感染性胃腸炎の報告数は9,013 人(3.0)で、前週比110%と増加した。例年同時期の約1.2倍である。大分県(7.7)、宮崎県(6.6)、鹿児島県(5.2)からの報告が多く、年齢別では6ヶ月から3歳で全体の約半数を占めた。

A群溶血性レンサ球菌咽頭炎の報告数は1,574人(0.52)で、前週比106%と増加した。例年同時期の約9割である。福井県(1.3)、富山県(1.1)からの報告が多く、年齢別では3歳から6歳で全体の約半数を占めた。

全数把握対象疾患
  • 1類感染症
    報告なし。
  • 2類感染症
    結核317例
  • 3類感染症
    コレラ1例、細菌性赤痢7例、腸管出血性大腸菌感染症232例
  • 4類感染症
    A型肝炎4例、オウム病2例、デング熱12例、日本紅斑熱4例、マラリア2例、レジオネラ症17例、レプトスピラ症1例
  • 5類感染症
    アメーバ赤痢9例、ウイルス性肝炎1例、急性脳炎2例、後天性免疫不全症候群16例、ジアルジア症1例、髄膜炎菌性髄膜炎1例、梅毒8例、破傷風1例、麻しん6例

ウイルス情報

日本脳炎は、蚊(コガタアカイエカ)が媒介する日本脳炎ウイルスによっておこる感染症で、夏から秋にかけて患者が発生します。

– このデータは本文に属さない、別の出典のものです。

PR #37, opened 2023-02-01
Pipify 

sed-i:
## Issue
In tandem with:
- https://github.com/canonical/prometheus-k8s-operator/pull/444
- https://github.com/canonical/avalanche-k8s-operator/pull/22


dstathis:
`JujuTopology` seems to be implemented in `__init__.py` and `juju_topology.py`. It should be only in `juju_topology.py` and imported in `__init__.py`

dstathis:
This one is not a deal breaker by any means but I thought I would mention it anyway. I tend to not be a fan of names that have numbers in them like `jo11y` because they are annoying to type.

PietroPasotti:
> What is this empty file `py.typed`?
[cfr](https://blog.whtsky.me/tech/2021/dont-forget-py.typed-for-your-typed-python-package/)

dstathis:
We should probably try to use a standard python library layout with the lib name as the source dir. So it would be something like 
```
- README.md
- pyproject.toml
...
- jo11y
  - __init__.py
  - juju_topology.py
  ...
```

Also, this is on it's own branch so I would just put the files in `placeholder` where they properly belong so we can look at the resulting repo as it would look.

sed-i:
> `JujuTopology` seems to be implemented in `__init__.py` and `juju_topology.py`. It should be only in `juju_topology.py` and imported in `__init__.py`

Not sure what you mean @dstathis 
- `JujuTopology` is implemented in `juju_topology.py` and `__init__.py` is an empty file, as prescribed.
- As a result, the import statement is `from jo11y.juju_topology import JujuTopology`. What would you like to have?



> I tend to not be a fan of names that have numbers in them like `jo11y` because they are annoying to type.

Yes, `jo11y` is annoying to type but it seems to me that the jolly + o11y reference is worth it. Wdyt?



> We should probably try to use a standard python library layout

Agreed. I followed an [official tutorial](https://packaging.python.org/en/latest/tutorials/packaging-projects/). I guess that's the recommended layout with `hatchling`.

sed-i:
CI is green and I think the experiment is complete.
After using our utils as a pypi pkg I agree it's more ergonomic for users and devs than `fetch-lib charms.observability_libs.v0.jolly` and `from charms.observability_libs.v0.jolly import JujuTopology, CosTool`.

Regarding polluting pypi with tightly coupled to ops, I'd be happy if we name it `ops_jo11y` or `ops[jo11y]`.

rbarry82 (dismissed):

sed-i:
Any idea @rbarry82 what could have changed between [639821e](https://github.com/canonical/observability-libs/pull/37/commits/639821e3e706fc663e7aae508145661f790b7bcc) (which passed CI) and now?
(I'm having trouble with running the itests on the mac.)

rbarry82:
I also can't run them on Linux because Lightkube expects to find a token that isn't there on this repo for some reason. No real changes that pop out at me, but I loosened the requirement checking (so at least it gets python-libjuju 3.0.4 instead of 3.0.0). When I'm on the other side of the Atlantic, I'll have more time to investigate.

rbarry82 (approved):

PR #38, opened 2023-02-06
Update endpoint discovery

rbarry82:
## Issue
`juju-run` is no longer present in juju3, replaced with `juju-exec`. Do it here also.

Start the observer as part of the constructor, and squash the payload so it doesn't get duplicate records sent.

### DIFF
--- a/lib/charms/observability_libs/v0/metrics_endpoint_discovery.py
+++ b/lib/charms/observability_libs/v0/metrics_endpoint_discovery.py
@@ -45,6 +45,7 @@ import os
 import signal
 import subprocess
 import sys
+from pathlib import Path
 from typing import Dict, Iterable
 
 from lightkube import Client
@@ -62,7 +63,7 @@ LIBAPI = 0
 
 # Increment this PATCH version before using `charmcraft publish-lib` or reset
 # to 0 if you are raising the major API version
-LIBPATCH = 2
+LIBPATCH = 3
 
 # File path where metrics endpoint change data is written for exchange
 # between the discovery process and the materialised event.
@@ -126,12 +127,11 @@ class MetricsEndpointObserver(Object):
         self._observer_pid = 0
 
         self._labels = labels
+        self.start_observer()
 
     def start_observer(self):
         """Start the metrics endpoint observer running in a new process."""
         self.stop_observer()
-
-        logging.info("Starting metrics endpoint observer process")
 
         # We need to trick Juju into thinking that we are not running
         # in a hook context, as Juju will disallow use of juju-run.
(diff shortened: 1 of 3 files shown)


lib/charms/observability_libs/v0/metrics_endpoint_discovery.py
```diff
@@ -126,35 +127,40 @@ def __init__(self, charm: CharmBase, labels: Dict[str, Iterable]):
...
 
-        logging.info("Starting metrics endpoint observer process")
-
         # We need to trick Juju into thinking that we are not running
         # in a hook context, as Juju will disallow use of juju-run.
         new_env = os.environ.copy()
         if "JUJU_CONTEXT_ID" in new_env:
             new_env.pop("JUJU_CONTEXT_ID")
 
+        tool_prefix = f"/var/lib/juju/tools/{self.unit_tag}"
```
PietroPasotti, line 142: I thought we didn't need to support juju2. Do we?

lib/charms/observability_libs/v0/metrics_endpoint_discovery.py
```diff
@@ -126,35 +127,40 @@ def __init__(self, charm: CharmBase, labels: Dict[str, Iterable]):
         self._observer_pid = 0
 
         self._labels = labels
+        self.start_observer()
 
     def start_observer(self):
```
PietroPasotti, line 132: should this become private, now that we're calling it from init? Or is there still a reason/way to call this from somewhere else (external)?

PietroPasotti (commented):
Not quite aware of the background of this change, so just two flyby comments from me :)

lib/charms/observability_libs/v0/metrics_endpoint_discovery.py
rbarry82: _We_ do not, but KubeFlow is staying on 2.9 because it's LTS 🤷

lib/charms/observability_libs/v0/metrics_endpoint_discovery.py
rbarry82: Since it was previously visible and there's not real data mutation from leaving public, I didn't see a need to make it private. I don't actually think anyone is using it currently (or the public method), but still...

lib/charms/observability_libs/v0/metrics_endpoint_discovery.py
rbarry82: We do point to `/usr/bin/juju-exec` in this patch if the other doesn't exist. I don't have a 2.9 environment to test against here, and the assumption was that the path in [current version of the library](https://github.com/canonical/observability-libs/blob/main/lib/charms/observability_libs/v0/metrics_endpoint_discovery.py#L147) was correct. If you can verify that it actually is `/usr/bin/juju-run` on 2.9, we should also change that.

sed-i: Confirmed :point_up: with 2.9.38.

rbarry82: Done.

PR #39, opened 2023-02-07
check version bump on library modifications and fix linting

lucabello:
## Issue
Forgetting to bump `LIBPATCH` on a library update causes that update to not be detected at any level, as the CI won't release a new library, but it can be detected by the PR label, leading to confusion.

感染しても多くは不顕性感染ですが、過去には、100人から1,000人の感染者の中で1人が発病すると報告されています。発病する場合には、約5〜15日の潜伏期間の後、数日間の高熱、頭痛、嘔吐などで発病し、引き続き急激に光への過敏症、意識障害、けいれん等の中枢神経系障害(脳の障害)を生じます。脳炎を発症した場合20〜40%が死亡に至るといわれています。

日本脳炎はヒトからヒトへの感染はなく、ブタなどの動物の体内でウイルスが増殖した後、そのブタを刺した蚊がヒトを刺すことによって感染します。

日本脳炎の流行予測のために、毎年7月から9月にかけて、ブタの血清中の抗体検査を行い、ブタの感染状況を調査しています。

8月30日採血分の検査結果で、11頭のうち3頭に新鮮感染が認められました。ワクチンの接種など感染を防ぐための注意が必要です。

予防対策
  1. 蚊の多い場所や、蚊の活動が活発になる日没後に戸外に出かけるときには、長袖、長ズボンを身につける、虫除け剤を使用するなど、蚊に刺されないよう十分に注意する。
  2. 家庭周りの小さな水たまり(植木鉢の皿、古タイヤ、竹の切り株など)をなくし、蚊の発生源を減らす。
  3. 休養、栄養、睡眠を十分にとり過労を避け、体力の保持に努める。